PyPI Python versions License

PulseOpt: episodic adaptive control for optimizer dynamics.

pulseopt wraps any PyTorch optimizer with an episode-level bandit that adapts a learning-rate multiplier and a gradient-noise level online. Instead of committing to one static schedule, it evaluates short training episodes ("pulses"), scores them with a shaped log-loss-improvement reward, and picks the next configuration with a discounted-UCB controller. The underlying method is Adaptive Episodic Exploration Scheduling (AEES), exposed as the AEES class.

It is small, has a single dependency (torch>=2.0), and is designed to drop into an existing training loop with two extra calls per step.

Install

pip install pulseopt

Quick start

import torch
from torch import nn
from pulseopt import AEES

model = nn.Linear(8, 4)
optimizer = torch.optim.AdamW(model.parameters(), lr=1e-3)
scheduler = torch.optim.lr_scheduler.CosineAnnealingLR(optimizer, T_max=1000)

aees = AEES(
    optimizer,
    lr_candidates=[0.5, 1.0, 2.0],   # tried as multipliers on the optimizer's base LR
    noise_candidates=[0.0, 0.005],   # tried as gradient-noise std
    episode_length=50,
    lr_scheduler=scheduler,          # optional — AEES calls .step() for you
    seed=0,
)

for step in range(1000):
    aees.step_start(step)            # selects the candidate for this step
    optimizer.zero_grad()
    loss = model(torch.randn(32, 8)).pow(2).mean()
    loss.backward()
    aees.step_end(loss)              # runs optimizer.step() + scheduler.step()

aees.finalize()
logs = aees.get_logs()
print(f"Episodes run: {len(logs['episode_rewards'])}")
print(f"Last selected LR multiplier: {logs['selected_lr_values'][-1]}")

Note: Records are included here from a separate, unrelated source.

PR #856, opened 2019-08-12
Sublist union

andreasabel:
Compute the disjoint union of two sublists.

Similar to the non-overlapping Cover of Conor McBride's "Everybody's got to be somewhere".

This PR needs squashing upon merge.

TODOs:
- [x] fixities for infix operators
- [x] code and properties for making two sublists disjoint
- [x] example


src/Data/List/Relation/Binary/Sublist/Heterogeneous.agda
```diff
@@ -44,7 +49,8 @@ minimum (x ∷ xs) = x ∷ʳ minimum xs
 ------------------------------------------------------------------------
 -- Conversion to and from Any
 
-toAny : ∀ {a bs} → Sublist R [ a ] bs → Any (R a) bs
+-- Special case: Sublist R [ a ] bs → Any (R a) bs
+toAny : ∀ {a as bs} → Sublist R (a ∷ as) bs → Any (R a) bs
```
MatthewDaggitt: You'll need to document this change in the CHANGELOG

src/Data/List/Relation/Binary/Sublist/Heterogeneous.agda
```diff
@@ -61,3 +67,82 @@ module _ {p q} {P : Pred A p} {Q : Pred B q} (resp : P ⟶ Q Respects R) where
...
+⊆-disjoint? (y ∷ʳ τ) (x≈y ∷ σ) with ⊆-disjoint? τ σ
+... | yes d = yes (x≈y ∷ᵣ d)
+... | no ¬d = no λ{ (_ ∷ᵣ d) → ¬d d }
+⊆-disjoint? (x≈y ∷ τ) (y ∷ʳ σ) with ⊆-disjoint? τ σ
+... | yes d = yes (x≈y ∷ₗ d)
+... | no ¬d = no λ{ (_ ∷ₗ d) → ¬d d }
+-- Present in neither sublist: ok.
+⊆-disjoint? (y ∷ʳ τ) (.y ∷ʳ σ) with ⊆-disjoint? τ σ
+... | yes d = yes (y ∷ₙ d)
+... | no ¬d = no λ{ (_ ∷ₙ d) → ¬d d }
```
MatthewDaggitt: The convention is to put decidability proofs in the `.Properties` file.

src/Data/List/Relation/Binary/Sublist/Heterogeneous.agda
```diff
@@ -61,3 +67,82 @@ module _ {p q} {P : Pred A p} {Q : Pred B q} (resp : P ⟶ Q Respects R) where
...
+
+  -- Element y of zs is in xs as x with x≈y: add to us.
+  _∷ₗ_ : ∀ {xs ys zs us} {τ : xs ⊆ zs} {σ : ys ⊆ zs} {ρ : us ⊆ zs} {x y} →
+         (x≈y : R x y) → DisjointUnion τ σ ρ → DisjointUnion (x≈y ∷ τ) (y  ∷ʳ σ) (x≈y ∷ ρ)
+
+  -- Element y of zs is in ys as x with x≈y: add to us.
+  _∷ᵣ_ : ∀ {xs ys zs us} {τ : xs ⊆ zs} {σ : ys ⊆ zs} {ρ : us ⊆ zs} {x y} →
+         (x≈y : R x y) → DisjointUnion τ σ ρ → DisjointUnion (y  ∷ʳ τ) (x≈y ∷ σ) (x≈y ∷ ρ)
+
+DisjointUnion→Disjoint : ∀ {xs ys zs us} {τ : xs ⊆ zs} {σ : ys ⊆ zs} {ρ : us ⊆ zs} →
```
MatthewDaggitt: Likewise with conversion proofs.

src/Data/List/Relation/Binary/Sublist/Heterogeneous/Properties.agda
```diff
@@ -444,3 +447,192 @@ module _ {a e r} where
...
+
+  DisjointUnion-fromAny∘toAny-∷ˡ⁻ : ∀ {x xs ys} (τ : (x ∷ xs) ⊆ ys) → DisjointUnion (fromAny (toAny τ)) (∷ˡ⁻ τ) τ
+  DisjointUnion-fromAny∘toAny-∷ˡ⁻ (y  ∷ʳ τ) = y   ∷ₙ DisjointUnion-fromAny∘toAny-∷ˡ⁻ τ
+  DisjointUnion-fromAny∘toAny-∷ˡ⁻ (xRy ∷ τ) = xRy ∷ₗ DisjointUnion-[]ˡ
+
+  -- Disjoint union of three mutually disjoint lists.
+  --
+  -- τᵢⱼ denotes the disjoint union of τᵢ and τⱼ: DisjointUnion τᵢ τⱼ τᵢⱼ
+
+  record DisjointUnion³
```
MatthewDaggitt: Definitions should be in the main file rather than the `.Properties` file

src/Data/List/Relation/Binary/Sublist/Heterogeneous/Properties.agda
```diff
@@ -444,3 +447,192 @@ module _ {a e r} where
...
+
+module Disjointness {a b r} {A : Set a} {B : Set b} {R : REL A B r} where
+
+  private
+    infix 4 _⊆_
+    _⊆_ = Sublist R
+
+  -- Irreflexivity
+
+  Disjoint-irrefl : ∀{xs ys} {τ : xs ⊆ ys} → Disjoint τ τ → Null xs
```
MatthewDaggitt: Hmm this is the opposite way round to how the standard library usually defines irreflexivity. Normally its "equals to" implies "not related". Obviously we don't have a notion of equivalence here, but I think it would still be more consistent to prove not disjoint.

src/Data/List/Relation/Binary/Sublist/Propositional/Properties.agda
```diff
@@ -158,3 +193,80 @@ IsWeakPushout {τ = τ} {σ = σ} rpo =
...
+DisjointUnion-diffʳ (x≈y ∷ₗ d) = _ ∷ʳ _   , cong (_  ∷ʳ_) (proj₂ (DisjointUnion-diffʳ d))
+
+------------------------------------------------------------------------
+-- A Union where the triangles commute is a
+-- Cospan in the slice category (_ ⊆ zs).
+
+record IsCospan {xs ys zs : List A} {τ₁ : xs ⊆ zs} {τ₂ : ys ⊆ zs} (u : UpperBound τ₁ τ₂) : Set a where
+  field
+    tri₁ : ⊆-trans (UpperBound.inj₁ u) (UpperBound.sub u) ≡ τ₁
+    tri₂ : ⊆-trans (UpperBound.inj₂ u) (UpperBound.sub u) ≡ τ₂
```
MatthewDaggitt: These definitions should not be in `.Properties`. But as they rely on `⊆-trans` then I think all of this stuff needs to be moved out to it's own module. `Sublist.Heterogeneous/Setoid/Propositional.Disjoint` maybe?

src/Data/List/Relation/Binary/Sublist/Heterogeneous/Properties.agda
```diff
@@ -444,3 +447,192 @@ module _ {a e r} where
...
+  Disjoint-irrefl []       = []
+  Disjoint-irrefl (y ∷ₙ d) = Disjoint-irrefl d
+
+  -- Symmetry
+
+  DisjointUnion-symmetric : ∀ {xs ys xys} {zs} {τ₁ : xs ⊆ zs} {τ₂ : ys ⊆ zs} {τ : xys ⊆ zs} →
+    DisjointUnion τ₁ τ₂ τ → DisjointUnion τ₂ τ₁ τ
```
MatthewDaggitt: Please could you follow the [style guide](https://github.com/agda/agda-stdlib/blob/master/notes/style-guide.md) with respect to indentation of types.

andreasabel:
I now added an example in 77b4aa7a712c685a2f772631fbf8dc0a0aa489d5 to demonstrate how sublist union and its properties can be used to reason about lambda-calculus with unique bound variables.  (Gosh, took me days to turn the categorical diagrams into Agda code.)

Thanks for the reviews so far @gallais and @MatthewDaggitt !  I shall see how to reorganize the contribution to match better with the convention of the standard-library.

The separation of operations/definitions one the one hand and their properties on the other hand gets a bit blurred if we use integrated verification (such as I saw fit in some cases).  Basically, such a definition will take a form like
```agda
foo : forall arg -> Foo arg
```
where `Foo` is a record aggregating the outputs of operation `foo` plus the post conditions.  The individual cases of `foo` may use constructions of `Foo` of the form `Foo x -> Foo (cons x)`.  
I guess this is fine, but it seems out of the spirit of the standard library for lemmata that gather the proven properties in a record, like
```agda
lemma : forall arg -> Lemma (foo arg)
```
The `Lemma` needs a record definition whose sole purpose is for the formulation of a property.  The question is whether such a record definition may live in a `.Properties` file.

src/Data/List/Relation/Binary/Sublist/Heterogeneous/Properties.agda
andreasabel: Note that _not Null implies not Disjoint_ is a trivial contraposition of my property.  My property seems strictly more useful than 
```agda
∀{x xs ys} {τ : (x :: xs) ⊆ ys} → Disjoint τ τ → \bot
```  
You get the latter as a special case of my property when instantiating `xs` to a non-empty list.

MatthewDaggitt:
Thanks for the example, I think your contribution has instantly rocketed up to one of the best documented additions to the library :smile: 

> The separation of operations/definitions one the one hand and their properties on the other hand gets a bit blurred if we use integrated verification (such as I saw fit in some cases).

Yup, agreed. 

> The Lemma needs a record definition whose sole purpose is for the formulation of a property. The question is whether such a record definition may live in a .Properties file.

I guess if the record is purely capturing the structure of a particular lemma then it's fine for it to live in `.Properties` file. However if it captures some general relationship that is itself subject to various lemmas then it should definitely live in the main file. Have a great vacation, and we can thrash out the finer details when you get back :+1:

The wrapper owns optimizer.step() and lr_scheduler.step(); you keep zero_grad() and loss.backward(). The LR multiplier is applied transiently around optimizer.step(), so any external scheduler still advances on the optimizer's base learning rate.

How it works

  • Episode: a fixed-length window of training steps with one frozen candidate: LR multiplier and/or noise std.
  • Reward: log-EMA-loss improvement over the episode, minus an optional instability penalty proportional to within-episode loss variance, clipped to [-1, 1].
  • Controller: discounted-UCB by default; an optional bucketed-contextual variant uses a coarse loss-trend bucket to share information across similar regimes.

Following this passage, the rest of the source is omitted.